On effect of shear-tension coupling in forming simulation of woven fabric reinforcements

Abstract

Abstract Optimization of forming process of fabric reinforced composites requires a multifaceted characterization of the reinforcement material and its implementation in customized simulations. This manuscript investigates the effect of inclusion of ‘shear-tension coupling’ (interaction) in woven fabric models on the ensuing predictions of forming simulations. To this end, a constitutive model estimating the shear stiffness as a function of axial tension along warp and weft in a typical glass plain weave has been selected. The model was implemented into the Abaqus numerical package using a customized fabric element, capable of simulating the non-orthogonal behaviour of the fabric as well as its tension-shear interaction. Subsequently, the model was employed for studying forming processes with three different punch geometries including hemisphere, double-dome, and tetrahedral shapes. In each case, comparisons were made between the model with the effect of shear-tension interaction and the conventional model assuming the shear stiffness is merely a function of shear angle (i.e., with no interaction).
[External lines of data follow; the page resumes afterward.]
PR #262, opened 2016-12-16
Confirms that the DOCKER_MACHINE_NAME is known to docker-machine

nyarly:
I really like the change to sniffing the environment (I think when I was first
writing this, I wasn't as clear what was a necessary input of docker-machine
and what was mere convenience...) but I also want to fail early if the named
machine isn't built.


samsalisbury:
Superseded by #263

PR #267, opened 2016-12-20
Add ResolveStatus

samsalisbury:
This is a big pull request which removes `Resolver.Resolve`, and replaces it with `Resolver.Begin`, which immediately returns a `ResolveStatus`. You can call `Wait` on the returned `ResolveStatus` in order to get the same error the old `Resolve` method would have given.

This pull request includes some incidental cleanup, for example making comments into sentences (without this, I find reading comments a little jarring, not sure if there was meant to be more or not); I tend to find the advice at https://github.com/golang/go/wiki/CodeReviewComments#comment-sentences reasonable and helpful. These cleanup steps are separated into their own commits, so should be easy to review independently.

This pull request also includes a preliminary change to `server` which adds a blank `/status` endpoint, which always returns a 404. I will submit a follow-up pull request to flesh out this endpoint, using data from ResolveStatus. I would rather have this work so far merged asap as it touches a number of files.


samsalisbury:
This is failing a test, I've found the issue, update coming soon...

nyarly:
I don't have a strong objection here, but what's missing for me is the motivation. In other words, how will Resolver.Begin().Done() be used, that Resolver.Resolve() didn't satisfy?

server/statusmiddleware.go
```diff
@@ -9,15 +9,15 @@ import (
 
 type (
 
-	// A StatusHandler processes panics into 500s and other status codes
-	StatusHandler struct {
+	// A StatusMiddleware processes panics into 500s and other status codes.
```
nyarly: Maybe we want to go one step further with this to "HTTPStatusMiddleware" or something? The distinction is between the HTTP request/response status and Sous' resolve status, after all.

samsalisbury:
In reply to https://github.com/opentable/sous/pull/267#issuecomment-268403311 the motivation here is to be able to return a status immediately, for usage by the HTTP /status endpoint, so we can report on intermediate statuses. That status can be long-lived (between requests since it is safe for concurrency) and therefore provide the core data for this endpoint.

PR #273, opened 2016-12-27
Adding /status endpoint

nyarly:
This adds 'GET /status' that can be queried to get: the current GDM, the last stable resolve status (i.e. at the end of a resolve cycle) and the current (in progress) resolve status.

This should be enough data that clients can poll it for updates. If load is unacceptable, we can add a variation that omits the live status and rely on etagging for caching.

### DIFF
--- a/lib/auto_resolver.go
+++ b/lib/auto_resolver.go
@@ -24,7 +24,7 @@ type (
 		*LogSet
 		listeners []autoResolveListener
 		sync.RWMutex
-		status *ResolveStatus
+		status *ResolveRecorder
 	}
 )
 
@@ -90,7 +90,7 @@ func (ar *AutoResolver) Kickoff() TriggerChannel {
 }
 
 // Status returns the current status of the resolution underway.
-func (ar *AutoResolver) Status() ResolveStatus {
+func (ar *AutoResolver) Status() ResolveRecorder {
 	ar.RLock()
 	defer ar.RUnlock()
 	return *ar.status
--- a/lib/auto_resolver.go
+++ b/lib/auto_resolver.go
@@ -25,7 +25,7 @@ type (
 		listeners []autoResolveListener
 		sync.RWMutex
 		stableStatus, liveStatus *ResolveStatus
-		status                   *ResolveRecorder
+		currentRecorder          *ResolveRecorder
 	}
 )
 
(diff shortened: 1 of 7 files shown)


lib/auto_resolver.go
```diff
@@ -89,11 +90,22 @@ func (ar *AutoResolver) Kickoff() TriggerChannel {
...
+		return
+	}
+	ar.Lock()
+	defer ar.Unlock()
+	ls := ar.status.CurrentStatus()
+	ar.liveStatus = &ls
+}
+
+// Statuses returns the current status of the resolution underway.
+func (ar *AutoResolver) Statuses() (*ResolveStatus, *ResolveStatus) {
```
alrs: Might this be a spot to use a time.Ticker and return an error if it times out?

lib/resolvestatus.go
```diff
@@ -1,146 +1,170 @@
...
-	sync.RWMutex
-}
+import (
+	"sync"
+)
+
+type (
+	// ResolveStatus captures the status of a Resolve
+	ResolveStatus struct {
+		Phase string
```
alrs: Phase lost its comment

lib/resolvestatus.go
```diff
@@ -1,146 +1,170 @@
...
+		Log   []DiffResolution
```
alrs: Log lost its comment.

lib/resolvestatus.go
```diff
@@ -1,146 +1,170 @@
...
+		Errs  ResolveErrors
```
alrs: Errs lost its comment.

lib/resolvestatus.go
```diff
@@ -1,146 +1,170 @@
...
+		err error
+		sync.RWMutex
+	}
 
-// NewResolveStatus creates a new ResolveStatus and calls f with it as its
-// argument. It then returns that ResolveStatus immediately.
-func NewResolveStatus(f func(*ResolveStatus)) *ResolveStatus {
-	rs := &ResolveStatus{
+	// DiffResolution is the result of applying a single diff.
+	DiffResolution struct {
```
alrs: DiffResolution has uncommented fields. Their roles are pretty obvious, but we could probably pick up some go vet points here.

lib/auto_resolver.go
nyarly: The only way this should time out is if there's a deadlock, which is a much worse problem. I'd rather make it clearer that it needs to be addressed.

Results revealed that although the conventional models could be acceptable in predicting the general shear deformation pattern of the fabric (in particular in the presence of sufficient blank holder forces), the forming models that included the shear-tension interaction had lower formation of local wrinkles as well as notably higher residual stresses in all simulation cases, especially in critical sharp corners of the part and the fabric free regions.